На вопрос, почему именно тело становится излюбленным объектом социальных воздействий, Мосс не отвечает. Здесь необходимо вспомнить Ф. Ницше, утверждавшего в работе «К генеалогии морали. Полемическое сочинение», что тело – это наилучший инструмент для принуждения его обладателя к определенному социальному месту. Согласно Ницше, культура постановки тела – жеста и осанки – всегда приходит после акта самовосстановления власти – преступивших собственное право власть, в лице господина, наказывает болевым воздействием. Этот акт разграничения «высоких» и «низких» людей учреждает два совершенно различных канона телесного поведения – порождает тела господствующие, выражающие пафос власти, и тела ущемленные, вечно страшащиеся и ощущающие собственную низость. Мосс, конечно, не был столь радикален как Ницше, но и он отмечал, что социальное воздействие не имеет конкретных точек приложения – оно охватывает все телесные проявления.

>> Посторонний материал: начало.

PR #165, opened 2019-03-19
Update thinc_it_spotter.avsc

jorgecid:
add mean latency to quarter summary


commons/active/thincit/thinc_it_spotter.avsc
```diff
@@ -17,6 +17,7 @@
       "name": "ThincItSpotterQuarterSummary",
       "doc": "Trial summary for SymbolCheck assessment.",
       "fields": [
+        { "name": "meanLatency", "type": "int", "doc": "Mean latency of correct responses expressed in milliseconds." },
```
yatharthranjan: Please add null as a default type.

```suggestion
        { "name": "meanLatency", "type": ["null", "int"], "doc": "Mean latency of correct responses expressed in milliseconds.", "default": null },
```

PR #187, opened 2019-10-23
Updated altoida topics and added summary

blootsvoets:
- Updated Altodia schema names to match other sensors
  - magnetometer -> magnetic field
  - touchscreen -> tap
- Added a AltoidaSummary schema with subschemas to map Altoida's `CSV-export.csv`.

Note: pending documentation on the `nmi`, `groundTruth`, `result`, `bitMetrics` and `dotMetrics` fields.


commons/connector/upload/altoida/altoida_tapping_test_aggregate.avsc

Культурное многообразие гигиенических норм, способов объятий и занятий любовью, положений удобных для сна, родов и ношения младенца, техник борьбы и танца и пр. – наглядное тому доказательство.

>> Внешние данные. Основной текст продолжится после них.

PR #132, opened 2023-07-10
Use raw-window-handle version 0.6

notgull:
cc rust-windowing/raw-window-handle#125, rust-windowing/winit#2943

Testing out the new release before it becomes official.

### DIFF
--- a/src/wayland/mod.rs
+++ b/src/wayland/mod.rs
@@ -1,5 +1,11 @@
-use crate::{error::SwResultExt, util, Rect, SoftBufferError};
-use raw_window_handle::{WaylandDisplayHandle, WaylandWindowHandle};
+use crate::{
+    error::{InitError, SwResultExt},
+    util, Rect, SoftBufferError,
+};
+use raw_window_handle::{
+    HasDisplayHandle, HasRawDisplayHandle, HasRawWindowHandle, HasWindowHandle, RawDisplayHandle,
+    RawWindowHandle,
+};
 use std::{
     cell::RefCell,
     num::{NonZeroI32, NonZeroU32},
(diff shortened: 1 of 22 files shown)


ids1024:
We should probably add feature flags for raw-window-handle versions, like in https://github.com/rust-windowing/winit/pull/3126.

ids1024:
Actually, I guess we can't have a function that accepts either something implementing both `raw_window_handle_0_5::HasRawWindowHandle` and `raw_window_handle_0_6::HasRawWindowHandle`, because a type could implement both and there's no way to prefer one over the other...

Anyway, if it's going to support only 0.6, it should be released alongside the Winit version that adds support for 0.6.

ids1024:
CI seems to be failing because the benchmark fails to build. So that also needs to be updated.

src/wayland/mod.rs
```diff
@@ -17,17 +20,31 @@ use buffer::WaylandBuffer;
 
 struct State;
 
-pub struct WaylandDisplayImpl {
-    conn: Connection,
+pub struct WaylandDisplayImpl<D: ?Sized> {
+    conn: Option<Connection>,
```
ids1024, line 24: Instead of using an `Option`, I'd probably just rely on field order, and have a safety comment indicating this requirement.

There's also `ManuallyDrop`, though the docs for it seem to just recommend using field order for this sort of thing instead of dealing with it: https://doc.rust-lang.org/std/mem/struct.ManuallyDrop.html#manuallydrop-and-drop-order

src/wayland/mod.rs
```diff
@@ -17,17 +20,31 @@ use buffer::WaylandBuffer;
...
+    /// This has to be dropped *after* the `conn` field, because the `conn` field implicitly borrows
+    /// this.
+    _display: D,
 }
 
-impl WaylandDisplayImpl {
-    pub unsafe fn new(display_handle: WaylandDisplayHandle) -> Result<Self, SoftBufferError> {
-        // SAFETY: Ensured by user
-        let backend = unsafe { Backend::from_foreign_display(display_handle.display as *mut _) };
+impl<D: HasDisplayHandle + ?Sized> WaylandDisplayImpl<D> {
```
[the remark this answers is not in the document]
notgull: This way it allows for `Context<D>` to be coerced into `Context<dyn HasDisplayHandle>`, and be used like that.

src/wayland/mod.rs
notgull: I'd rather rely on `Option` than unsafe `ManuallyDrop` or fragile field ordering.

tests/present_and_fetch.rs
```diff
@@ -1,3 +1,5 @@
+// TODO: Once winit is updated again, restore this test.
```
ids1024, line 1: Winit is released, so presumably this can be updated. Though https://github.com/notgull/winit-test will need a release.

notgull: https://github.com/notgull/winit-test/pull/8

ids1024 (approved):

PR #134, opened 2023-07-13
Reintroduce Error trait impl for SoftBufferError

fenhl:
This trait implementation was removed in #116. It's not mentioned as a breaking change in [the changelog](https://github.com/rust-windowing/softbuffer/blob/master/CHANGELOG.md#030), so I'm guessing this was unintentional. This PR reintroduces the implementation.


notgull (approved):
Thanks!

Примером культурной определенности наших телесных стратегий является преобладание прямой траектории в движении современного европейца. Как правило, мы не петляем, даже если чистая геометрия пути нам не особо выгодна. Это нерационализируемое предпочтение держаться неискривленных дорог демонстрирует воздействие современной культуры ограждений (четко просматриваемой в тенденции ничем не оправдываемого увеличения числа изгородей в городском пространстве, жесткой ограниченности возможностей нашего движения турникетами метрополитена, крутящимися дверями торговых центров и пр.), разбивающей наше жизненное пространство на территорию обыденного, открытого для всех опыта, и сакральных, доступных только для избранных, мест локализации власти. Продолжающий двигаться по прямой даже не в публичных местах европеец таким образом реализует идеологически выгодную модель дистантного (подразумевающего смесь страха и уважения) отношения к властным институтам. Социальное происхождение телесных привычек также хорошо прослеживается в феномене несовпадения наших коммуникативной дистанций. Например, когда житель элитарного района города пользуется станциями метро с преобладанием пролетарского населения, мы всегда наблюдаем, как он пытается увернуться, изъять собственное тело из зон плотной контактности. Даже при отсутствии давки обитатели рабочих районов держатся довольно близко друг к другу, тогда как не выросший в этих районах человек, находясь вблизи них, чувствует себя неловко и отступает от скученных тел. Только таким образом восстанавливается нормальная для него коммуникативная дистанция. Это различие в пространственной локализации тел друг по отношению к другу объяснимо разницей социальной среды их жизни. Житель элитарного района пребывает в культуре многокомнатного жилья и постольку его стремление к укромному, закрытому от внезапных вторжений уголку закрепляется в форме потребности. Пролетарий же, напротив, приучен к тесной коммуникации и плотному взаимодействию тел, характерному для уличных дворов и мест промышленного производства. В силу этого предельно сокращенная коммуникативная дистанция для него норма. Разница в социальном опыте тела заставляет их подозревать друг друга в агрессии: один усматривает её в приближении другого, другой же, наоборот, – в отступании.